Il est passé par Novossibirsk, la ville rêvée pour un claustrophobe, descendant dans la plus grande gare de Sibérie. On peut chercher des photos sur Internet, rien n'égale les quelques lignes de l'écrivain pour décrire l'espace, la vacuité du pays qui semble s'insinuer même dans les villes. 
Il est peut-être le seul Anglais à être resté à Potalovo, un village sombré dans la barbarie où les gens boivent du lubrifiant mécanique quand ils n'ont plus de vodka, plusieurs jours en attendant le retour du bâteau vapeur, tenu à bout de bras par un vaillant médecin.
« J'avais envie de trouver une forme dans la diversité humaine. Bien au contraire, ce pays était devenu diffus et inattendu à mesure que je voyageais...je ne m'attendais pas à trouver un endroit aussi épouvantable qu'ici. »

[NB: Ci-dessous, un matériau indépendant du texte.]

Issue #660, opened 2021-02-04
Project upgrade initiative


engn33r:
Hello and welcome! :wave:

You may have noticed that this repository has been in hibernation for a while, but it is in the process of being revitalized! After all, this amazing library is one of the [top 100 most downloaded Python modules](https://hugovk.github.io/top-pypi-packages/). As the new project maintainer (as of Jan 2021), I'm working on a few upgrades for this project, and there are many ways that you can help out! Here's a few ideas, but this list will change over time as we continue making progress here :raised_hands::raised_hands:

- The [new documentation](https://websocket-client.readthedocs.io/en/latest/) needs more details! If you have code snippets that can be added to the [examples](https://websocket-client.readthedocs.io/en/latest/examples.html) section, or problems that you already overcame that can go in the [FAQ](https://websocket-client.readthedocs.io/en/latest/faq.html), your input would be appreciated! :tada:
- If you are familiar with past issues in this project, there's a lot of dust that needs cleaning up! Bonus points if you can add to the [new documentation](https://websocket-client.readthedocs.io/en/latest/) and reference the documentation to close an issue :star:
- The [autobahn test code](https://github.com/websocket-client/websocket-client/blob/bdfdf4d7c8f14bb751cabdaf5f4171d98cf88669/compliance/test_fuzzingclient.py) in this project, under the compliance directory, uses an old autobahn installation method. It would be great to update this so we can keep track of performance improvements as the code changes. :+1:
- Are you familiar with GitHub Actions or CI best practices? Any additional automated tests that can streamline the process of testing new code would make it easier to apply upgrades. :sunglasses:
- Are you a Python 3 user? You should be! Python 2 was EOL in January 2021, but this project was focused on supporting Python 2 in the past. The migration to Python 3 is a work in progress, as is the migration away from focusing on Python 2, so if you see improvements here, please submit a PR. :smile:

Any other contributions are welcome! If you have any questions, concerns, or suggestions, just create an issue here and share your thoughts.

lalondesteve:
How brutal would you like the python3 transition to be? Should we assume that python2 is unsupported from now on?

engn33r:
[...]

PR #673, opened 2021-03-24
Add shebang

sedrubal:
**1. What is the problem with the current code**

Installing it (e.g. on archlinux) places `bin/wsdump.py` under `/usr/bin/wsdump.py`. Running `wsdump.py` directly executes that script. As there is no shebang, the system will use a shell interpretor (I think) to execute it. This results in weird behavior (e.g. calling the program `import` many times, that create something like screenshots)...

2. How your changes make it better

Add a shebang to let the system know, that this must be executed with python.

3. Provide some example code that can allow someone else to recreate the problem with the current code and test your solution (if possible to recreate).

```bash
$ wsdump.py --help
```

### DIFF
--- a/bin/wsdump.py
+++ b/bin/wsdump.py
@@ -1,6 +1,4 @@
-"""
-
-"""
+#!/usr/bin/env python3
 
 """
 websocket - WebSocket client library for Python


engn33r:
I am going to let this sit here a while because it is specific to Python 3. The timeline and plan around Python 2 vs. 3 support is still being determined in issue #660

sedrubal:
Oh I didn't expect that you are still supporting python2. In this case, you should add `#!/usr/bin/env python` as shebang. Otherwise people can't use the cli tool at all, I fear.

engn33r:
The [documentation currently suggests](https://websocket-client.readthedocs.io/en/latest/getting_started.html) `python wsdump.py`, but if you update the shebang PR to just `python`, I will accept that for now

sedrubal:
For my system it would be `python $(which wsdump.py)` which is unnecessarily complicated. But however, I changed the pull request ;)

PureTryOut:
Note that the current shebang in this PR will not work on systems that don't have Python 2 installed besides Arch Linux. Arch Linux is currently the only distro (afaik) that has `/usr/bin/python` be Python 3. Every other distro still has that as Python 2, and if you don't have Python 2 installed this script will just fail.

I would really recommend `/usr/bin/python3` or `/usr/bin/env python3` as shebang. Scripts should never really use `python`, they should always explicitly specify what version they need.

engn33r:
@PureTryOut @sedrubal Thanks for the thought, I guess having both Python 2 and Python 3 installed (as I do) will become less common in the future, and unless an alias exists, calling `python` without a version number can cause problems. I am reverting to my initial opinion and will let this sit here a while because such a change in its current form is specific to the Python version and version support strategies are still being discussed in #660 (comments are welcome). We can go back to using `python3` in the Python 3 branch when the split happens. This item doesn't seem particularly pressing at the moment since I would guess everyone can find a suitable workaround to run `wsdump.py` in the meantime, even if the workaround is not ideal.

sedrubal:
I'd suggest that you consider merging the first of my commits.

|   | no shebang | `#!/usr/bin/env python3` | `#!/usr/bin/env python` | 
|---|---|---|---|
| execute `wsdump.py`, python2 is installed, `python` is `python2` | ❌ | ❌ | ✅ |
| execute `wsdump.py`, python3 is installed, `python` is `python3`| ❌ | ✅ | ✅ |
| execute `wsdump.py`, python3 is installed, `python` does not exist | ❌ | ✅ | ❌ |
| execute `wsdump.py`, python2 & python3 is installed, `python` is `python2`| ❌ | ✅ | ✅ (`python2` is used) |
| execute `wsdump.py`, python2 & python3 is installed, `python` is `python3`| ❌ | ✅ | ✅ (`python3` is used) |
| execute `python $(which wsdump.py)`, python2 is installed, `python` is `python2` | ✅ | ✅ | ✅ |
| execute `python $(which wsdump.py)`, python3 is installed, `python` is `python3`| ✅ | ✅ | ✅ |
| execute `python3 $(which wsdump.py)`, python3 is installed, `python` does not exist | ✅ | ✅ | ✅ |
| execute `python $(which wsdump.py)`, python2 & python3 is installed, `python` is `python2`| ✅ (`python2` is used) | ✅ (`python2` is used) | ✅ (`python2` is used) |
| execute `python $(which wsdump.py)`, python2 & python3 is installed, `python` is `python3`| ✅ (`python3` is used) | ✅ (`python3` is used) | ✅ (`python3` is used) |

As you can see, there is an improvement in some cases, no scenarios break compared to the current solution, python3 is preferred and it is still compatible to python2. In my opinion there is no reason not to merge it. (But imho there is also no reason to support python 2 after its EOL, too).

mgorny:
This regression has been introduced as part of 'reverting license migration' in 6eaed48d49ea6a1a792b152a477bf9026f0c29b4. At the very least, the previous shebang should be restored. Discussing what shebang should be there for 2 weeks doesn't change the fact that the current release is broken and runs Python as shell script which is annoyingly broken in the best case (like when `import` from IM is started) and harmful in the worst case.

engn33r:
Sorry for the delay and change of mind. 0.59.0 was just released which is the last release to support Python 2, so now we can focus on Python 3 without worrying about backward compatibility. @sedrubal could you revert this PR to your original python3 shebang? I'll merge quickly after this is updated. Alternatively, tips on how to merge a specific commit in a PR would also work.

sedrubal:
I rebased the branch and dropped the second commit. So you can go on 😉 Thank you!

PureTryOut:
> Alternatively, tips on how to merge a specific commit in a PR would also work.

@engn33r not required for this PR anymore but for future, you can merge specific commits with `git checkout master && git cherry-pick <commits you want to merge> && git push`. You'll have to close the PR manually but the picked commits will be in master.

engn33r:
@sedrubal Thanks again for the PR and the thorough python vs. python3 comparison. I apologize for the delay and confusion on my end. All set now!

@PureTryOut Good tip, thanks. I'll test this out on my own soon. There's always more to learn with git.

PR #690, opened 2021-05-12
Fix: ResourceWarning unclosed socket

rmkraeuchi:
Close socket if error occurs in open_socket. This can happen if websocket is not available. 

**Current Code:**
```
url = 'ws://10.1.1.11:8081/ws'   # any unreachable url is working
ws = websocket.WebSocket()
ws.connect(url=url, timeout=0.1)
```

Quand il parle du Baïkal, ses proportions, 5ème réserve d'eau douce du pays, on est fasciné. Dans ce grand lac, il y a des espèces inconnues.
Quand il arrive à Irkoutsk, le lecteur pense évidemment à Michel Strogoff. Puis c'est Novoselenginsk, Magadan, Nertchinsk, et Skovorodino, qui n'est qu'un point inconnu sur la carte, personne ne va là-bas...

Aux frontières de la Sibérie, les Chinois sont déjà là. Albazine, Komsomolsk, vallées aux rivières gelées, villes de glace et de crépuscule, Khabarovsk, la république de Sakha et son mammouth gelé. Le livre se termine dans la Kolyma. Comme souvent, l'auteur entremêle le présent et le passé avec le souvenir du goulag terrible. 
« Aucune personne saine d'esprit ne venait à Iagodnoïe. »
Sur la fin du livre, on avance dans une sorte de mort , on est dans le fantastique, l'irréel avec tous ces fantômes souvent condamnés pour des riens, sur les caprices de Staline. 
Je me rends compte que mon billet n'est pas joyeux. Et pourtant, on est loin d'une lecture déprimante. Notre cerveau a voyagé aussi et s'est peuplé d'images d'un pays réel où nous n'iront sans doute jamais. C'est le pouvoir des mots.